:: Task directions ::
Below is some data. Retype exactly the lines starting at the one with "- [ ] Draft" and ending at the one with "custom print function.".

:: Data shown ::
PR #5, opened 2020-07-12
Plotting tools

ryantibs:
Hi all, I made some big additions here to the covidcast R package with respect to plotting tools.  

@capnrefsmmat @krivard @jsharpna The pull request might be a tiny bit nonstandard to handle because I also restructured the folders, and renamed the R package from "covidcastR" to "covidcast". Now the R package sits in R-packages (and the Python package sits in Python-packages).  This is probably going to mess up the package documentation in the docs folder, which I didn't try to fix (sorry).  Also, I think as soon as the pull request is merged, the `httr:user_agent` call on line 446 of covidcast.R is going to be wrong (I'm guessing).  Its input used to be "covidcastR"; it should probably be changed to "R-packages/covidcast" (I'm guessing).  

There are a bunch of TODOs left on my list that I didn't get to; some to do with plotting tools; some to do with basic signal processing, like wrapping my correlations code in the R-notebooks/signal-correlations.Rmd file into a function, to include in the covidcast R package.  I'm not sure what our workflow is going to be: for example, whether I should list them here in the issues tracker (since it's a public GitHub).  I'll post a message on slack, and then @capnrefsmmat @krivard @jsharpna can decide whether to put them in the issues tracker.


capnrefsmmat:
Very nice! The plots look quite good and these look like useful features to have. The maps will be particularly nice when we're exploring new signals...

A to-do list for me:

- [ ] Fix the merge conflicts. (Should be easy; it's just the documentation changes I made in #4.)
- [ ] Change `covidcast_signal` back to its previous behavior of only calling `covidcast_meta` when necessary, since this is required for us to be able to load and test signals not yet in the metadata.
- [ ] Update the pkgdown and Sphinx configs so they continue to drop the documentation in `docs/` with the correct directory names. I'm going to keep the prior directory names for the documentation pages, because I don't want to break links. (We have no way to redirect from old pages to new pages on GitHub Pages.)
- [ ] Update the repo and package READMEs to have `install_github` use the new path.
- [ ] Put the example plots into the package vignette, or into a separate new mapping/plotting vignette.
- [ ] Update delphi-epidata docs page to use "covidcast" instead of "covidcastR".
- [ ] Test that the class feature works well with dplyr. (I assume it will forward to the data frame methods if you do, say, `df %>% filter(...)`; will the attributes survive and be correct?)
- [ ] Check that the county FIPS codes included in the package include our weird exception cases.
- [ ] Draft an email to the API user mailing list announcing the new features (and name).

(And don't worry, the user-agent need not changed. It's just a value sent in the HTTP request headers that will let us see how much each client is being used. I may keep it as covidcastR just so we can distinguish between this package and the Python one, to know how much each is being used.)

ryantibs:
Thanks Alex.  Two quick comments/replies: the class structure should respect all existing functionality except the `print()` function from `dplyr`(I think it's called `print.rowwise_df()`), I overwrote this to give us a custom print function.  

And with respect to calling `covidcast_meta()`, makes sense to have this fail gracefully so we can test out signals not in the meta data.  Note that I used the mean and the standard deviation from the the meta data to define the auto range for the color scale for the choropleth maps (like we do on covidcast.cmu.edu), and the auto range for the size scale for the bubble maps.  These are set as attributes of the `covidcast_signal` object.   So in the initial call to `covidcast_signal()`, we should try to get these from the meta data, but just fail gracefully if meta data is not available, and set these attributes to NULL.  If these are NULL and the `range` isn't specified in the call to `plot()`, then we can have it fail outright there, and tell the user to set the `range`.

krivard:
> we can have it fail outright there, and tell the user to set the range.

Why not just calculate the mean and stdev from the df directly?

ryantibs:
Response to Katie's question: because the given `covidcast_signal` data frame need not contain all the relevant time values for this calculation.  The meta data (originally) calculated this mean and standard deviation over all time.  I'm not sure but it seems like to me we must have changed it to being a sliding history (based on the fact that the meta data has changed for me, slightly, pinging it on successive days).  In any case, whatever time values the calculation is based on in the meta data, need not be present in the given data frame (which could contain just one time value, for example).  Silently using the given mean and standard deviation to compute the range could be misleading because the high/low colors in the resulting map would be very different from what they might be expecting.

capnrefsmmat:
We haven't changed the metadata calculation yet; it changes slightly because it's over all history, and all of history gets updated daily with new data.

ryantibs:
Ah OK.  Well I wasn't describing it well but the way we originally discussed it when first David implemented it was that "all history" would mean the beginning of time until when David implemented it :), and then it would be fixed from then on.  In any case, I'm actually happy with the way it looks now (and the custom scale for cases/deaths): the colors on the map looks sufficiently dynamic to me.  This is just off hand, not based on a systematic inspection.

capnrefsmmat:
> Ah OK. Well I wasn't describing it well but the way we originally discussed it when first David implemented it was that "all history" would mean the beginning of time until when David implemented it :), and then it would be fixed from then on.

That's the logic we used for the direction calculations and the scaling they use ("all history up to April 22nd"), but the map scale is based on all of history from the metadata endpoint.

krivard:
I absolutely agree that the client should use the mean and stdev from the meta signal when it is available. For `wip` signals there is no metadata, so I don't really see the point of making the user provide a mean and stdev when we could just compute it for them. We can give them the option of providing them if you like, but I don't think it should be required.

ryantibs:
Ah I see.  Well if this was *only* done for `wip` signals, then sure, that sounds fine---we're the only users of `wip` signals so we should do what's best for us.

But still it can be a dangerous to make this happen silently, in general, without even a warning.  If I have a `covidcast_signal` object `x`, say which is found in the meta data and has the right attributes, but I set `attributes(x)$mean = NULL` and `attributes(x)$stdev = NULL` either accidentally or on purpose, and then call `plot(x)`, then I get a choropleth map with an unexpected color scale, compared to what I should see.  So we should at least issue a warning that the mean and standard deviation aren't found in the attributes, and hence we're setting the range based on the observed mean and standard deviation of the given object, so the color scale or size scale may not match what they expect, or something like that.

By the way, my OCD is kicking in and compelling me to say that we use both API `stderr` and `stdev` in the API, which are two conflicting uses of the abbreviation for "standard"!

krivard:
> So we should at least issue a warning that the mean and standard deviation aren't found in the attributes

Yep, that seems wise -- I think we're on the same page now. :)

capnrefsmmat:
I just did a Bad Git Thing and rebased someone else's branch to resolve the merge conflicts; I should have done a merge, but somehow I find rebasing easier. Ryan, if you want to make any additional commits, you'll have to force-pull from this branch **first**, otherwise merging things will get hairy. Sorry.

The branch now contains a bunch of things:

- Expanded documentation. You can preview the pkgdown site by opening `docs/covidcastR/index.html`.
- The plotting demo notebook has been turned into a package vignette that gets rendered as part of the documentation website. I've also expanded the getting-started vignette to show how to use the census data provided in the package.
- `covidcast_signal` should now work with signals without metadata, with a warning when we set plot scales.
- I removed some of the plotting options relating to choosing a date range, in favor of having the user use standard filtering on the data frame before giving it to the plotting functions. That's consistent with how ggplot or other plotting packages would handle things.
- I fixed some check warnings, although a couple remain.
- Various other tweaks you can see in the commit history.

I think this is ready for people to test, using

```r
devtools::install_github("cmu-delphi/covidcast", ref = "plotting-tools",
                         subdir = "R-packages/covidcast")
```

We'll want some testing before we merge this, since there are a lot of plot options and details to get right.

Only remaining items:

- We'll have to update the delphi-epidata docs to use the new name.
- It may be worth adding `covidcast_signals` at the same time. We're already changing the functions and adding a class to the output; might be worth changing it so we support multiple signals, so we don't have to change it repeatedly. (For example, I think we'd want to change from having a single signal attribute on `covidcast_signal` objects to having separate columns for the source and signal, so one can get multiple signals in one data frame.)

PR #6, opened 2020-07-17
R/Python client support for issue dates

capnrefsmmat:
Currently only for Python; will extend to the R client later. I'm basing this on the branch for #5 so the R client changes will all happen at once. We should only merge this when #5 is ready.

I'm planning to reuse the same example used here in the R documentation vignette, so there's a good example of issue dates in both and users don't have to go hunting.


capnrefsmmat:
I now think this is ready: the R and Python clients both work, the R vignettes work (which is basically my testing...), and there are good examples.

This can be merged, but before I can release the new covidcast Python client on PyPI, we'll need to push delphi-epidata 0.0.7 to PyPI with issue date support. I've already pinged David and linked him to https://github.com/cmu-delphi/delphi-epidata/pull/156

PR #7, opened 2020-07-24
correlation app ready for review

nloliveira:
It needs review of app description as well (English review).


krivard:
@statsmaths, are you available to review?

statsmaths:
Yes, happy to take a look at this! Will try to work on it right now and let you know if I run into any issues.

statsmaths:
@nloliveira Taking a look at the correlation app right now. The code looks nice and is well documented; the shiny interface also looks great and is quite easy to understand (at least for anyone vaguely familiar with the Delphi data).

I did have trouble getting the app to fully run, though. The current code imports the package **covidcastR**; I am not sure where to get that package. I switched it just **covidcast** (no R) and the code ran fine and spun up the site. However, I then ran into an error when trying to create the plot. I traced this back, I think, to the function `covidcast::covidcast_signal`. Perhaps the covidcastR package has a different version of the function and that's the issue? This happened when running with the default parameters.

Here's the traceback in the console.

```
Warning: Error in charToDate: character string is not in a standard unambiguous format
  224: stop
  223: charToDate
  222: as.Date.character
  220: covidcast_signal
  217: get_sensors [helpers.r#111]
  216: eventReactiveHandler [/Users/admin/Desktop/covidcast/docs/R-notebooks/CorrelationShinyApp/server.R#43]
  214: handlerFunc
  201: func
  199: f
  198: Reduce
  189: do
  188: hybrid_chain
  187: <reactive:eventReactive(input$runButton)>
  186: .func
  183: contextFunc
  182: env$runWith
  175: ctx$run
  174: self$.updateValue
  172: sensors
  167: renderPlot [/Users/admin/Desktop/covidcast/docs/R-notebooks/CorrelationShinyApp/server.R#53]
  165: func
  125: drawPlot
  111: <reactive:plotObj>
   95: drawReactive
   82: origRenderFunc
   81: output$corrPlot
    1: shiny::runApp
```

The error on the web app is attached as a screen shot.

Capture d’écran 2020-07-27 à 17 53 55

capnrefsmmat:
Yep, the new version of covidcast changed the date format from YYYYMMDD to YYYY-MM-DD in the `covidcast_signal` arguments, to be consistent with `as.Date` and some other new functions in the package. Sorry for the breakage.

nloliveira:
Thanks @statsmaths! Alex updated the package (including the name change) yesterday, and I had already opened the PR. I'll make the necessary changes and I'll ping you when it's ready for review again.

nloliveira:
@statsmaths changes were only in the date processing and it should work now

statsmaths:
Great, thanks for the quick response. All seems good now with the changed code. 

I ran a number of queries and the results were returned as expected. As said above, the code was clean and well documented.

The only thing left that I found is regarding the eventual use-case of this app. Is the idea that users will clone the repository and run the application locally? Or is it intended to be served from somewhere as a service? If it's the first, there should probably be some minimal documentation about how to spin up the application. Maybe this is somewhere and I just did not know where to find it.... It's straightforward if you're familiar with shiny apps, but not everyone who uses R, let along Python, will be. If it's intended as a service to be run from somewhere, this is not needed as much, but one design flaw is that the code seems to fetch new data server-side whenever it's requested. That could get slow with ever moderate usage, and could be greatly sped up with some build-in caching. Maybe not something to do right now, but just a thought for future development.

docs/R-notebooks/CorrelationShinyApp/helpers.r
```diff
@@ -0,0 +1,323 @@
...
+    transmute (geo_value = 1000*as.numeric(STATE) + as.numeric(COUNTY),
+               population = POPESTIMATE2019)
+  county_pop$geo_value <- sprintf("%05d", county_pop$geo_value)
+  population_mapping$county = county_pop
+  
+  state_pop = read.csv(census_url) %>% 
+    mutate(geo_value = as.numeric(STATE)) %>% 
+    group_by(geo_value) %>% 
+    summarise(population = sum(POPESTIMATE2019))
+  state_crosswalk <- read.csv("https://raw.githubusercontent.com/cmu-delphi/covid-19/main/geographical_scope/StateToHHS.csv?token=AHQABX4BXLJ3S3SJFSOGPFC7EBAIA") %>%
```
capnrefsmmat, line 26: This is a private repository -- we can't use this URL in a public notebook.

The covidcast package now includes `county_census`, `state_census`, and `msa_census` data frames that have the populations you want, although we don't have HRRs in the package yet. You should probably use these for consistency.

docs/R-notebooks/CorrelationShinyApp/ui.R
```diff
@@ -0,0 +1,177 @@
...
+                                          multiInput(
+                                            inputId = "signals_to_plot",
+                                            label = h4("Signals to correlate with response"), 
+                                            choices = signal_meta, 
+                                            selected = c("doctor-visits: smoothed_cli",
+                                                         "fb-survey: smoothed_cli",
+                                                         "fb-survey: smoothed_hh_cmnty_cli",
+                                                         "google-survey: smoothed_cli", 
+                                                         "ght: smoothed_search", 
+                                                         "indicator-combination: nmf_day_doc_fbs_ght")
```
capnrefsmmat, line 113: This combination signal is no longer produced. You probably want `nmf_day_doc_fbc_fbs_ght`.

PR #20, opened 2020-08-05
Add CI framework, linting, and basic test for Python package

chinandrew:
Summary of changes:

1. Add github actions CI to run pylint and pytest on PR and push to master.
2. Add dev requirements file for testing
3. Fix linting errors
4. Add one basic unit test to get that started

Other notes
1. There are a few lint warnings regarding function interfaces (such as the above) which I've ignored in the comments with `pylint: disable` so I don't change any code. e.g. there's a warning brought up by having a function called `signal` and arguments within that function called `signal`. Would probably recommend renaming the argument to `signal_name` or something to avoid this, and in general would be nice to fix these but would consider low pri.


chinandrew:
> Looks good, except your `.idea` directory snuck into this PR; fine to merge once that's gitignored.

Oops thanks for catching, removed.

:: Task result ::
- [ ] Draft an email to the API user mailing list announcing the new features (and name).

(And don't worry, the user-agent need not changed. It's just a value sent in the HTTP request headers that will let us see how much each client is being used. I may keep it as covidcastR just so we can distinguish between this package and the Python one, to know how much each is being used.)

ryantibs:
Thanks Alex.  Two quick comments/replies: the class structure should respect all existing functionality except the `print()` function from `dplyr`(I think it's called `print.rowwise_df()`), I overwrote this to give us a custom print function.  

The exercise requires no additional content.